На "З" фармацевта не было.

– Секундочку, – сказал Виктор Трофимович в трубку, бросил ее на стол и лихорадочно принялся шерстить блокнот. Сначала справа налево, потом – в обратную сторону. Где она? Где? "Боже, спаси и сохрани от СПИДа, дай надежный иммунитет..."

Дал. На глаза Виктора Трофимовича попала запись "Татьяна Козуля". Он в голос засмеялся. Вот уж на самом деле – у страха глаза по чайнику! Как мог спутать – в аптеке не Зозуля, а Козуля. Ну, чудило! Сам себя до полусмерти напугал.

"Татьяна Зозуля – СПИД", – записал в книжку для памяти.

А зараженному сказал:

– Надо, прежде чем вешаться, разделаться с этой Зозулей!

– Куда она денется? – презрительно бросил тот. – Сама сгниет!

– По-вашему, – снова на "вы" перешел Виктор Трофимович, – эта зараза пусть и дальше косит нашего брата?

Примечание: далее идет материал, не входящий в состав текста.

Issue #982, opened 2022-07-14
Federation 2 supported?


hchockarprasad:
Do async-graphql currently support federation 2 schemas?? For using it with new apollo router built with rust instead of nodejs apollo gateway..

peacechen:
We're deciding between Rust and Go to implement GraphQL sub-graphs. The Apollo page lists Rust as having very little Fed2 support:
https://www.apollographql.com/docs/federation/supported-subgraphs/#rust

Will this library be updated regularly? Is it production ready? Are there other (preferably official) Rust GraphQL libraries?

sunli829:
I'll support it when I'm free. 🙂

peacechen:
Fair enough. What that means is this project isn't ready for production use.

leebenson:
> Will this library be updated regularly?

I suggest you take a look at the releases, commits and issue board. @sunli829 is generously donating an enormous amount of time to supporting this project, and I for one am very grateful.

> Is it production ready?

https://github.com/async-graphql/async-graphql#whos-using-async-graphql-in-production

> Fair enough. What that means is this project isn't ready for production use.

That's terribly unfair. Many companies and projects are using it successfully in production. If your particular use-case isn't answered, perhaps you could consider sponsoring the project or contributing to it?

raptros:
I am not very familiar with the async-graphql codebase, but I do want to contribute to the community in any way I can here. I think it'd be helpful if we at least have ideas written down about how to implement each of the remaining pieces.

looking over the apollo compat list, i think the things we need still are:
* `@link` directive
* `@tag` directive
* `@override` directive
* plus ftv1 might be a "nice-to-have"

the override directive should be pretty straightforward since it only applies to fields; the changes that have been made so far should provide a good example for how to proceed. 

I managed to find a definition of the tag directive - it's documented here: https://specs.apollo.dev/tag/v0.2/; i think it should be pretty similar to existing directive support as well.

ftv1 is almost straightforward as per the apollo documentation: https://www.apollographql.com/docs/federation/metrics/#how-tracing-data-is-exposed-from-a-subgraph
it just requires looking for a header in the http request, and then computing the value to put in the response extensions. does anyone have any thoughts about how to do this, given the various web frameworks async-graphql integrates with?

the really tricky one is `@link`. I think there are several challenges here based on what I've seen from Apollo about its use, which seem to require totally new features in async-graphql.
1. we need a way to have schema-level directives. 
[...]

PR #1038, opened 2022-08-22
Add Apollo Federation `@tag` directive support

nmoutschen:
This adds the Apollo Federation `@tag` directive support to all supported locations (FIELD_DEFINITION, INTERFACE, OBJECT, UNION, ARGUMENT_DEFINITION, SCALAR, ENUM, ENUM_VALUE, INPUT_OBJECT, INPUT_FIELD_DEFINITION) with this, the only piece missing for https://github.com/async-graphql/async-graphql/issues/982 is the `@link` directive at the top of the schema.


src/registry/export_sdl.rs
```diff
@@ -207,8 +217,13 @@ impl Registry {
                     }
                     write!(sdl, "scalar {} ", name).ok();
 
-                    if options.federation && *inaccessible {
-                        write!(sdl, "@inaccessible ").ok();
+                    if options.federation {
+                        if *inaccessible {
+                            write!(sdl, "@inaccessible ").ok();
```
raptros, line 222: btw this other MR https://github.com/async-graphql/async-graphql/pull/1036 wants to change this line (and the write a few lines above) to move the space to the front.

sunli829:
Thanks!❤️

– А мне как жить? Как?! – с надрывом крикнула трубка. – Я невинную девушку... Мы в ЗАГС собрались.

– Она проверялась?

– Не могу ей сказать про СПИД! Нет!

– Давайте я скажу.

Вызвался Виктор Трофимович исключительно для поддержания разговора. Общаться с инфицированной ни под какой петрушкой не собирался. Не верил, что ВИЧ не передается дыхательным путем.

– Нет! Нет! Нет! – отказался от услуги зараженный. – Если только после моей смерти. Это Галочка из 3-го книжного.

– Да?! – шепотом выдохнул Виктор Трофимович.

Галочку он знал. Слава Богу, не в интимном плане. Магазин был через дорогу от "психушки", где работал Виктор Трофимович. Частенько заходил посмотреть детективы.

– Такая девушка!!! – с трагическим восторгом воскликнул зараженный. Ей 22 года, а до меня ни одного мужчины не было! Представляете!!

"Дождалась дура!" – нехорошо подумал Виктор Трофимович и записал Галочку в черный список рядом с Зозулей.

– Такая девушка! – повторила трубка. – Доверилась мне! А я ее СПИДом! Кобель! А ведь знал тогда, знал: надо предохраняться. Я имею в виду, когда с Танькой кувыркались. Знал, что береженого Бог бережет. А как осадили бутылку, все полезное из головы вылетело. Кого там от Таньки предохраняться! Одно на уме – быстрей вперед! А теперь Галочку, такую девушку...

– С ней почему не предохранялись?

– Откуда я знал, что СПИД поймал от этой Козули!

– Как Козули?! – подскочил Виктор Трофимович. – Ты говорил Зозули.

– При чем здесь Зозуля? Козуля ее фамилия!

– У тебя что, вконец крышу сорвало? Ты говорил Зо-зу-ля!

У Виктора Трофимовича взмокли подмышки. Левое веко задергалось. Он готов был своими руками повесить зараженного.

– Какая вам разница – Зозуля или Козуля меня заразила?! Я, скотина такая, Галочку невинную на смерть обрек! Она доверилась! А у меня на ВИЧ отрицательный результат!! Как с этим жить? Как?!

– Отрицательный? Точно?!

– Нет, я ради шутки вешаться собрался. Вот она передо мной бумажка с анализом.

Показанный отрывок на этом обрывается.